*AIM OF THE EXERCISE*
Pull every line with "been" from the entries below.

** Opening GIVEN ENTRIES block **

PR #421, opened 2020-11-04
Prevent running simulation in the GUI if no file name has been saved.

### LINKED ISSUE #409: GUI can run a simulation without a valid input filename
**Describe the bug**
When creating a simulation from scratch in the GUI, no checks are made that the input file has been saved when attempting to run the simulation. This means that the generated restart filename ends up as ".restart", and cannot potentially be written to as the path presumably defaults to the location of the executable, which will probably be the read-only install location.

Solution: Check that the input file has been saved before running.  Alternatively, offer an option to not save the input file and run the simulation without writing restart or heartbeat files?

Screenshot of error on OSX:
Dissolve2

rprospero:
This will close #409.

A couple of comments on the commit.  First, I've refactored a good bit of menu_simulation.cpp to reuse  more code when possible.  In this combined code, I've also added a check that there is a proper project file before running the simulation.  If there is not one, an error message is popped in the try and the simulation is not started.

A final change is in the CLI handling of dissolve-gui.cpp, fixing a regression that I mentioned in the stand-up.  Previously, it was possible to start the GUI with no file given on the command line.  This was because there was a check if a file name had been given before running `dissolveWindow.openLocalFile`.  When switching to the new CLI, this check was removed and `openLocalFile` was called directly on the file name.  Within `openLocalFile`, there is a safety check that confirms that the file isn't empty and bails out of the program if it is.  Therefore, to resume our original behaviour, I've re-implemented the original check.

Two possible changes that might be added atop this
1. Display an error dialog if trying to run the simulation with no file, instead of just an error in the message centre.
2. Possible take advantage of the new <filesystem> library for the input file, though this is probably a large change to warrant its own PR.

### DIFF
--- a/src/dissolve-gui.cpp
+++ b/src/dissolve-gui.cpp
@@ -68,7 +68,8 @@ int main(int args, char **argv)
     DissolveWindow dissolveWindow(dissolve);
 
     // If an input file was specified, load it here
-    if (!dissolveWindow.openLocalFile(options.inputFile().value_or(""), options.restartFilename().value_or(""),
+    if (options.inputFile() &&
+        !dissolveWindow.openLocalFile(options.inputFile().value_or(""), options.restartFilename().value_or(""),
                                       options.ignoreRestartFile(), options.ignoreStateFile()))
     {
         ProcessPool::finalise();
@@ -76,7 +77,7 @@ int main(int args, char **argv)
     }
 
     // Iterate before launching the GUI?
-    if (options.nIterations() > 0)
+    if (options.inputFile() && options.nIterations() > 0)
     {
         // Prepare for run
         if (!dissolve.prepare())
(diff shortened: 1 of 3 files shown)


src/dissolve-gui.cpp
```diff
@@ -68,15 +68,16 @@ int main(int args, char **argv)
...
         ProcessPool::finalise();
         return 1;
     }
 
     // Iterate before launching the GUI?
-    if (options.nIterations() > 0)
+    if (options.inputFile() && options.nIterations() > 0)
     {
         // Prepare for run
         if (!dissolve.prepare())
```
trisyoungs, line 83: This could all be captured in one check of `if (options.inputFile())`, after which `openLocalFIle()` could be called and iterations (if requested) could be run.

trisyoungs (approved):
Nice. Only one small comment to consider.

trisyoungs:
Raising a `QMessageBox` in addition to the printed message would be a nice addition, especially as it's possible for the user to close the messages panel!

src/dissolve-gui.cpp
rprospero: One check is better than two.  I've made the change.

rprospero:
I've switched over to a warning box.

trisyoungs (approved):
Good to go!

PR #424, opened 2020-11-04
Fix MSVC build

trisyoungs:
This PR addresses the crashes encountered in the Windows version.

### DIFF
--- a/CMakeLists.txt
+++ b/CMakeLists.txt
@@ -61,7 +61,7 @@ if(BUILD_ANTLR_RUNTIME)
   if(BUILD_ANTLR_ZIPFILE)
     set(ANTLR_SOURCE_URL "${BUILD_ANTLR_ZIPFILE}")
   else(BUILD_ANTLR_ZIPFILE)
-    set(ANTLR_SOURCE_URL "https://www.antlr.org/download/antlr4-cpp-runtime-4.8-source.zip")
+    set(ANTLR_SOURCE_URL "https://www.antlr.org/download/antlr4-cpp-runtime-4.7.2-source.zip")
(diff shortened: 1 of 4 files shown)


CMakeLists.txt
```diff
@@ -61,7 +61,7 @@ if(BUILD_ANTLR_RUNTIME)
   if(BUILD_ANTLR_ZIPFILE)
     set(ANTLR_SOURCE_URL "${BUILD_ANTLR_ZIPFILE}")
   else(BUILD_ANTLR_ZIPFILE)
-    set(ANTLR_SOURCE_URL "https://www.antlr.org/download/antlr4-cpp-runtime-4.8-source.zip")
+    set(ANTLR_SOURCE_URL "https://www.antlr.org/download/antlr4-cpp-runtime-4.7.2-source.zip")
```
DanNixon, line 64: Was this required in the end?
I can't recall if this was part of the issue or something attempted to try and fix the issue.

trisyoungs: I didn't mention this before, but at some point during all this I realised that there was a mismatch of versions between the Java tool (from choco, 4.7.2) and the runtime source being downloaded during the build (v4.8). I'm not sure what was going on in the pipeline, but the step responsible for downloading the 4.8 jar from the ANTLR4 website simply refused to retrieve it (using `System.Net.WebClient`) without raising any error.  After an hour of trying to get around that, I just reverted to 4.7.2 to match the choco tool version.

DanNixon: Cool. my only concern was keeping things consistent across platforms, although I'd like to think that minor version differences wouldn't affect grammar syntax or parsing.

DanNixon (approved):

PR #426, opened 2020-11-06
Bugfix 06/11/20 - Fix CLI options

trisyoungs:
A quick bugfix addressing compilation issues on SCARF, related to deduction of lambda function arguments to CLI11 routines, possibly related to GCC v8.


rprospero (approved):
That is much cleaner

DanNixon (approved):

PR #428, opened 2020-11-06
Bugfix 06/11/20 Correctly handle empty NETA Rings

trisyoungs:
Bugfix PR to address an issue with NETA ring matching, where not specifying the complete set of atoms within a ring (as is the case for, e.g., benzene in the OPLSAA/Aromatics forcefield) would result in a failure to match the ring.

This has been patched, and the scoring of rings made more consistent.


rprospero (approved):
Looks good

PR #1253, opened 2022-10-10
1227 Reference data G(r)

### LINKED ISSUE #1227: Fourier transform of reference data not visible
**Describe the bug**

In the `NeutronSQ` module (and presumably `XRaySQ` as well) occasionally users notice that the graph displaying the FT of the supplied reference data (i.e. the F(r)) is "broken" in the sense that nothing appears at all.  Internally, this can be causes by NaNs in the data.

I suspect that the issue is related to how we now handle `Configuration` generation - previously this was always performed, but an empty configuration will return a zero atomic number density.  If this is used in the FT then NaNs wlll occur and may be the cause of the issue.

trisyoungs:
This PR addresses #1227, which is a bug caused by a previous PR removing the automatic generation of configuration contents on file load.  Thus, when any module read in from the file tries to Fourier transform associated reference data, the density value retrieved from the associated `Configuration` is zero, leading to divide-by-zero errors in the Fourier transform and subsequent death of any graphed values.

We solve this issue by returning `std::optional<double>` from the relevant density routines, allowing checks against the validity of the value to be made.

Closes #1227.

### DIFF
--- a/src/gui/configurationtab_funcs.cpp
+++ b/src/gui/configurationtab_funcs.cpp
@@ -100,8 +100,11 @@ void ConfigurationTab::updateDensityLabel()
     if (!configuration_)
         ui_.DensityUnitsLabel->setText("N/A");
     else
-        ui_.DensityUnitsLabel->setText(QString::number(
-            ui_.DensityUnitsCombo->currentIndex() == 0 ? configuration_->atomicDensity() : configuration_->chemicalDensity()));
+    {
+        auto rho =
+            ui_.DensityUnitsCombo->currentIndex() == 0 ? configuration_->atomicDensity() : configuration_->chemicalDensity();
+        ui_.DensityUnitsLabel->setText(rho ? QString::number(*rho) : "--");
+    }
 }
 
 // Update controls in tab
--- a/src/modules/epsr/process.cpp
+++ b/src/modules/epsr/process.cpp
@@ -164,6 +164,8 @@ bool EPSRModule::process(Dissolve &dissolve, const ProcessPool &procPool)
     if (!targetConfiguration_)
         return Messenger::error("No target configuration is set.\n");
 
+    if (!targetConfiguration_->atomicDensity())
+        return Messenger::error("No density available for target configuration '{}'\n", targetConfiguration_->name());
     auto rho = *targetConfiguration_->atomicDensity();
 
     /*
--- a/src/modules/epsr/process.cpp
+++ b/src/modules/epsr/process.cpp
@@ -32,7 +32,7 @@ bool EPSRModule::setUp(Dissolve &dissolve, const ProcessPool &procPool, Flags<Ke
 {
     // Check for exactly one Configuration referenced through target modules
     targetConfiguration_ = nullptr;
-    auto rho = 0.0;
+    std::optional<double> rho;
     for (auto *module : targets_)
     {
         // Retrieve source SQ module, and then the related RDF module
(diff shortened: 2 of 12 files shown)


src/modules/epsr/process.cpp
```diff
@@ -162,6 +164,8 @@ bool EPSRModule::process(Dissolve &dissolve, const ProcessPool &procPool)
     if (!targetConfiguration_)
         return Messenger::error("No target configuration is set.\n");
 
+    auto rho = *targetConfiguration_->atomicDensity();
```
rprospero, line 167: I feel we should have a check here to return an error message if `rho` does not have a value.

src/modules/neutronsq/process.cpp
```diff
@@ -220,7 +225,7 @@ bool NeutronSQModule::process(Dissolve &dissolve, const ProcessPool &procPool)
     Filters::trim(repGR, referenceFTQMin_.value_or(0.0), ftQMax);
     auto rMin = weightedGR.total().xAxis().front();
     auto rMax = weightedGR.total().xAxis().back();
-    auto rho = rdfModule->effectiveDensity();
+    auto rho = *rdfModule->effectiveDensity();
```
rprospero, line 228: Again, we should return an error if rho is unset.

src/modules/rdf/functions.cpp
```diff
@@ -530,7 +540,7 @@ bool RDFModule::sumUnweightedGR(GenericList &processingData, const ProcessPool &
             fingerprint.empty() ? fmt::format("{}", cfg->contentsVersion()) : fmt::format("_{}", cfg->contentsVersion());
 
         // Calculate weighting factor
-        double weight = ((cfgWeight / totalWeight) * cfg->atomicDensity()) / rho0;
+        double weight = ((cfgWeight / totalWeight) * *cfg->atomicDensity()) / rho0;
```
rprospero, line 543: Error check

src/modules/rdf/functions.cpp
```diff
@@ -517,7 +527,7 @@ bool RDFModule::sumUnweightedGR(GenericList &processingData, const ProcessPool &
 
     // Calculate overall density of combined system
     double rho0 = std::accumulate(configWeights.begin(), configWeights.end(), 0.0, [totalWeight](double acc, auto pair) {
-        return acc + pair.second / totalWeight / pair.first->atomicDensity();
+        return acc + pair.second / totalWeight / pair.first->atomicDensity().value();
```
rprospero, line 530: Error check, but this is going to be a bit trickier, since it's inside the lambda.  My initial suggestion would be
```suggestion
        if (!acc) return {};
        auto density = pair.first->atomicDensity{};
        if (!density) return {};
        return *acc + pair.second / totalWeight / *density;
```

And then return an error message if the overall accumulate returns null.

src/procedure/nodes/add.cpp
```diff
@@ -329,8 +329,8 @@ bool AddProcedureNode::execute(const ProcedureContext &procedureContext)
         }
     }
 
-    Messenger::print("[Add] New box density is {:e} atoms/Angstrom**3 ({} g/cm3).\n", cfg->atomicDensity(),
-                     cfg->chemicalDensity());
+    Messenger::print("[Add] New box density is {:e} atoms/Angstrom**3 ({} g/cm3).\n", *cfg->atomicDensity(),
+                     *cfg->chemicalDensity());
```
rprospero, line 333: Switch these to `value_or` so that we can handle a missing rho

rprospero (changes requested):
Just some error handling bits with the optional.  I like the setup, but we might as well take advantage of the information that the optional is giving us.

src/gui/configurationtab_funcs.cpp
```diff
@@ -100,8 +100,11 @@ void ConfigurationTab::updateDensityLabel()
     if (!configuration_)
         ui_.DensityUnitsLabel->setText("N/A");
     else
-        ui_.DensityUnitsLabel->setText(QString::number(
-            ui_.DensityUnitsCombo->currentIndex() == 0 ? configuration_->atomicDensity() : configuration_->chemicalDensity()));
+    {
+        auto rho =
+            ui_.DensityUnitsCombo->currentIndex() == 0 ? configuration_->atomicDensity() : configuration_->chemicalDensity();
+        ui_.DensityUnitsLabel->setText(rho ? QString::number(*rho) : "--");
```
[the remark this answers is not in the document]
trisyoungs: Cool feature tho.

src/modules/rdf/functions.cpp
trisyoungs: Rather than "complicate" the `accumulate` call here, I've elected to perform a direct check in the preceding loop so that no lambda-based check is necessary.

** Closing GIVEN ENTRIES block **

*EXERCISE SOLUTION*
Prevent running simulation in the GUI if no file name has been saved.
When creating a simulation from scratch in the GUI, no checks are made that the input file has been saved when attempting to run the simulation. This means that the generated restart filename ends up as ".restart", and cannot potentially be written to as the path presumably defaults to the location of the executable, which will probably be the read-only install location.
Solution: Check that the input file has been saved before running.  Alternatively, offer an option to not save the input file and run the simulation without writing restart or heartbeat files?
A final change is in the CLI handling of dissolve-gui.cpp, fixing a regression that I mentioned in the stand-up.  Previously, it was possible to start the GUI with no file given on the command line.  This was because there was a check if a file name had been given before running `dissolveWindow.openLocalFile`.  When switching to the new CLI, this check was removed and `openLocalFile` was called directly on the file name.  Within `openLocalFile`, there is a safety check that confirms that the file isn't empty and bails out of the program if it is.  Therefore, to resume our original behaviour, I've re-implemented the original check.
This has been patched, and the scoring of rings made more consistent.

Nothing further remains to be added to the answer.